# Exercise goal
Search the data below, and report every line in which "logs" occurs.
*** Opening Supplied data ***
PR #1245, opened 2022-06-22
fix: resolve data race on closing client

enocom:
Previously, when a caller would try to close the client that was
serving, there was a data race between the assignment of a listener, and
the removal of the listener within socketMount. This commit ensures that
the listener is created prior to the socket mount and so makes the data
race impossible.

### DIFF
--- a/cmd/root.go
+++ b/cmd/root.go
@@ -432,7 +432,11 @@ func runSignalWrapper(cmd *Command) error {
 	case p = <-startCh:
 	}
 	cmd.Println("The proxy has started successfully and is ready for new connections!")
-	defer p.Close()
+	defer func() {
+		if cErr := p.Close(); cErr != nil {
+			cmd.PrintErrln(p.Close())
+		}
+	}()
 
 	go func() {
 		shutdownCh <- p.Serve(ctx)
--- a/cmd/root.go
+++ b/cmd/root.go
@@ -394,7 +394,7 @@ func runSignalWrapper(cmd *Command) error {
 	cmd.Println("The proxy has started successfully and is ready for new connections!")
 	defer func() {
 		if cErr := p.Close(); cErr != nil {
-			cmd.PrintErrln(cErr)
+			cmd.PrintErrf("error during shutdown: %v\n", cErr)
 		}
 	}()
 
--- a/cmd/root.go
+++ b/cmd/root.go
@@ -434,7 +434,7 @@ func runSignalWrapper(cmd *Command) error {
 	cmd.Println("The proxy has started successfully and is ready for new connections!")
 	defer func() {
 		if cErr := p.Close(); cErr != nil {
-			cmd.PrintErrln(p.Close())
+			cmd.PrintErrln(cErr)
 		}
 	}()
 
--- a/internal/proxy/proxy.go
+++ b/internal/proxy/proxy.go
@@ -193,11 +193,41 @@ func (c *Client) Serve(ctx context.Context) error {
 	return <-exitCh
 }
 
+// MultiErr is a group of errors wrapped into one.
+type MultiErr []error
+
+// Error returns a single string representing one or more errors.
+func (m MultiErr) Error() string {
+	l := len(m)
+	if l == 1 {
+		return m[0].Error()
+	}
+	var errStr string
+	for i, err := range m {
+		if i == l-1 {
+			errStr += err.Error()
+			continue
+		}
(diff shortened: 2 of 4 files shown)


internal/proxy/proxy.go
```diff
@@ -311,22 +242,92 @@ type socketMount struct {
...
+	return s.listener.Accept()
 }
 
 // close stops the mount from listening for any more connections
-func (s *socketMount) close() error {
-	err := s.listener.Close()
-	s.listener = nil
-	return err
+func (s *socketMount) Close() error {
+	return s.listener.Close()
```
hessjcg, line 330: We used to make the listener null. Why not make it null again?

kurtisvg (changes requested):

internal/proxy/proxy.go
enocom: That was the root of the race condition. Mutating listener across goroutines.

internal/proxy/proxy.go
```diff
@@ -311,22 +242,92 @@ type socketMount struct {
...
 
-// listen causes a socketMount to create a Listener at the specified network address.
-func (s *socketMount) listen(ctx context.Context, network string, address string) (net.Addr, error) {
+func newSocketMount(ctx context.Context, conf *Config, pc *portConfig, inst InstanceConnConfig, version string) (*socketMount, error) {
+	var (
+		// network is one of "tcp" or "unix"
+		network string
+		// address is either a TCP host port, or a Unix socket
+		address string
+	)
```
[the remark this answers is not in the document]
enocom: If it weren't for the comments, I think `var network, address string` might be reasonable. But in my view the comments make the block variable declaration preferable.

cmd/root.go
```diff
@@ -392,7 +392,11 @@ func runSignalWrapper(cmd *Command) error {
 	case p = <-startCh:
 	}
 	cmd.Println("The proxy has started successfully and is ready for new connections!")
-	defer p.Close()
+	defer func() {
+		if cErr := p.Close(); cErr != nil {
+			cmd.PrintErrln(cErr)
```
kurtisvg, line 397: Can we add some context that this is an error that happened during shutdown?

internal/proxy/proxy.go
```diff
@@ -307,22 +240,50 @@ func (c *Client) Serve(ctx context.Context) error {
...
+		return m[0].Error()
+	}
+	var errStr string
+	for i, err := range m {
+		if i == l-1 {
+			errStr += err.Error()
+			continue
+		}
+		errStr += err.Error() + ", "
+	}
```
kurtisvg, line 259: This seems potentially problematic since we're adding a lot of strings together and will have exponential runtime growth. Can we use `strings.Join()` instead?

internal/proxy/proxy.go
```diff
@@ -188,95 +188,28 @@ func NewClient(ctx context.Context, cmd *cobra.Command, conf *Config) (*Client,
...
-		if inst.IAMAuthN != nil {
-			opts = append(opts, cloudsqlconn.WithDialIAMAuthN(*inst.IAMAuthN))
-		}
-		m := &socketMount{inst: inst.Name, dialOpts: opts}
-		addr, err := m.listen(ctx, network, address)
+		m, err := newSocketMount(ctx, conf, pc, inst, version)
 		if err != nil {
 			for _, m := range mnts {
-				m.close()
+				_ = m.Close() // TODO: log this error?
```
kurtisvg, line 207: Seems like we should be consistent and log the error here if we are logging it when the Client closes

internal/proxy/proxy.go
```diff
@@ -222,92 +222,31 @@ func NewClient(ctx context.Context, cmd *cobra.Command, conf *Config) (*Client,
...
-		m := &socketMount{inst: inst.Name, dialOpts: opts}
-		addr, err := m.listen(ctx, network, address)
+		m, err := newSocketMount(ctx, conf, pc, inst, version)
 		if err != nil {
 			for _, m := range mnts {
-				m.close()
+				mErr := m.Close()
+				if mErr != nil {
+					cmd.PrintErrf("failed to close mount: %v", mErr)
+				}
```
kurtisvg, line 244: nit: 
```suggestion
				
				if mErr := m.Close(); mErr != nil {
					cmd.PrintErrf("failed to close mount: %v", mErr)
				}
```

kurtisvg (approved):

PR #2403, opened 2025-03-08
Add note about the new executable name

bseib:
It is a subtle difference to notice in all the examples that the executable name has changed from using underscores to hyphens. It would be helpful to the reader to have this explicitly pointed out, the same way that the other changes have been spelled out.

(Yes, it is obvious and self-evident when you are typing the old/new command on the command line that `cloud_sql_proxy` does not exist. But I lost a good bit time pinpointing this problem when it was inside a k8s container that had been converted from v1 to v2, even when I got all the new flag changes correct! 😀)

### DIFF
--- a/migration-guide.md
+++ b/migration-guide.md
@@ -34,9 +34,25 @@ and then attempt to use a private IP. In v2, the Proxy now defaults to public
 IP without trying private IP. If you want to use private IP, you must pass
 either the `--private-ip` flag or the query parameter. See the README for details.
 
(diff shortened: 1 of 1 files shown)


jackwotherspoon (approved):

jackwotherspoon:
Thanks again @bseib 😄 

If you have any other general feedback about the Proxy or our docs, please let me know!

We definitely value feedback and will make sure to create docs/feature bugs for any enhancements or suggestions.

bseib:
Thanks for the quick review and merge @jackwotherspoon !

PR #2419, opened 2025-04-02
chore: remove reference to min-ready

dmarkwat:
Addresses a gap in the [documented behavior](https://github.com/GoogleCloudPlatform/cloud-sql-proxy/blob/b6ca9c52ca41dfd0ceaf5dce104a533410e6dfe0/cmd/root.go#L179-L185) for `/readiness` checks which states:
> Optionally supports a min-ready query param (e.g., /readiness?min-ready=3) where the Proxy will return a 200 status if the Proxy can connect successfully to at least min-ready number of instances. If min-ready exceeds the number of registered instances, returns a 400.

This is a proposal to close that gap. One deficiency is clear, though, which is that it opens connections as part of the readiness endpoint which may slow its response time in certain connection conditions. Curious if there's suggestions to address this, but ultimately the documented feature isn't implemented and needs to be to properly support HA cloudsql configurations.

### DIFF
--- a/cmd/root.go
+++ b/cmd/root.go
@@ -179,10 +179,7 @@ Health checks
   - /readiness: Returns 200 status when the Proxy has started, has available
   connections if max connections have been set with the --max-connections
   flag, and when the Proxy can connect to all registered instances. Otherwise,
-  returns a 503 status. Optionally supports a min-ready query param (e.g.,
-  /readiness?min-ready=3) where the Proxy will return a 200 status if the
-  Proxy can connect successfully to at least min-ready number of instances. If
-  min-ready exceeds the number of registered instances, returns a 400.
+  returns a 503 status.
 
   - /liveness: Always returns 200 status. If this endpoint is not responding,
   the Proxy is in a bad state and should be restarted.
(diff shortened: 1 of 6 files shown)


enocom:
We actually removed this deliberately and didn't update the docs :facepalm: 

https://github.com/GoogleCloudPlatform/cloud-sql-proxy/pull/2207

So this is could be a documentation PR.

dmarkwat:
Fair. Unfortunate, but fair.

Perhaps you can lend some insight then into how best to handle this particular situation:

We are configuring HA databases and the idea is that when one of them is down, the other should still be accessible -- bc HA, of course. Will readiness still report as operable if one of the replicas configured is down? What will happen int he event all are down? Will readiness still report OK?

The doc is mum on this which is why we pursued this. We'd seen behavior where when one was down readiness no longer said 200/OK and the serving pods were pulled from their k8s Services, but this may have been isolated to cloud sql v1.

enocom:
Would you mind opening an issue for this so we can help other people discover it?

Short answer: configure readiness probes through your app rather than the Proxy. These probes might then traverse the proxy in reaching to the backing instance. This way you can configure whatever behavior makes sense for the problem you're trying to solve.

dmarkwat:
Opened https://github.com/GoogleCloudPlatform/cloud-sql-proxy/issues/2420

I'll revert my changes and update the doc in this PR instead.

enocom:
Thank you!

jackwotherspoon (approved):
LGTM 👍  Thanks @dmarkwat 👏

PR #2421, opened 2025-04-04
refactor: replace zap with slog

### LINKED ISSUE #2120: Replace zap with log/sloq
### Feature Description

Now that structured logging has landed in the standard library, we can shed an external dependency and just use log/slog.

### Sample code

```
// sample code here
```

### Alternatives Considered

_No response_

### Additional Details

_No response_

danielandersson:
This PR replaces the third-party Zap logging library with Go's standard library `slog` package for structured logging. This change reduced the number of dependencies while maintaining the same logging functionality and format.

Fixes #2120

### Changes
- Removed dependencies on `go.uber.org/zap` and `go.uber.org/zap/zapcore`
- Added usage of Go's standard library `log/slog` package
- Simplified the `StdLogger` structure by combining `infoLog` and `debugLog` into a single `stdLog`
- Refactored the `StructuredLogger` to use `slog.Logger` instead of Zap's `SugaredLogger`
- Modified the `NewStructuredLogger` function to use `slog` handlers and configuration
- Added a new `replaceAttr` function to maintain compatibility with Google Cloud Logging format
- Ensured that log messages continue to adhere to the LogEntry format for Google Cloud Logging


jackwotherspoon:
Thanks @danielandersson 👏 

I will take a look at this in the coming days 😄

jackwotherspoon:
@hessjcg mind taking a look at this one?

Also @enocom you might also want to take a look as a similar change would probably be added to AlloyDB Proxy 😄

internal/log/log.go
```diff
@@ -54,61 +60,73 @@ func (l *StdLogger) Errorf(format string, v ...interface{}) {
...
+}
+
+// replaceAttr remaps default Go logging keys to adhere to LogEntry format
+// https://cloud.google.com/logging/docs/reference/v2/rest/v2/LogEntry
+func replaceAttr(groups []string, a slog.Attr) slog.Attr {
+	if groups == nil {
+		if a.Key == slog.LevelKey {
+			a.Key = googLvlKey
+			return a
+		} else if a.Key == slog.MessageKey {
```
enocom, line 117: We can remove all these `else` usages, since they immediately follow a return statement.

internal/log/log.go
```diff
@@ -54,61 +60,73 @@ func (l *StdLogger) Errorf(format string, v ...interface{}) {
...
+		stdLog: slog.New(infoHandler),
+		errLog: slog.New(errorHandler),
+	}
+	return l
+}
+
+// replaceAttr remaps default Go logging keys to adhere to LogEntry format
+// https://cloud.google.com/logging/docs/reference/v2/rest/v2/LogEntry
+func replaceAttr(groups []string, a slog.Attr) slog.Attr {
+	if groups == nil {
```
enocom, line 113: Let's invert this check so we don't have to indent the happy path.

https://google.github.io/styleguide/go/decisions#indent-error-flow

internal/log/log.go
```diff
@@ -15,36 +15,42 @@
...
 	"os"
+	"time"
 
 	"github.com/GoogleCloudPlatform/cloud-sql-proxy/v2/cloudsql"
-	"go.uber.org/zap"
-	"go.uber.org/zap/zapcore"
+)
+
+const (
+	googLvlKey    = "severity"
```
enocom, line 29: These are only used in the function below. Let's just inline them.

enocom (commented):
Some minor style nits. Otherwise LGTM.

@hessjcg we should manually verify the before and after logs just to be certain this doesn't break the existing structured logging. I think it's correct, but better to double check.

danielandersson:
> Some minor style nits. Otherwise LGTM.
> 
> @hessjcg we should manually verify the before and after logs just to be certain this doesn't break the existing structured logging. I think it's correct, but better to double check.

Thanks for the review, all of your feedback should have been addressed with 0946cd0c922c7e0d24912087bc9469e497f42e78.

hessjcg (approved):
Thank you for this excellent change! Approved.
*** Closing Supplied data ***
# Task response
@hessjcg we should manually verify the before and after logs just to be certain this doesn't break the existing structured logging. I think it's correct, but better to double check.
> @hessjcg we should manually verify the before and after logs just to be certain this doesn't break the existing structured logging. I think it's correct, but better to double check.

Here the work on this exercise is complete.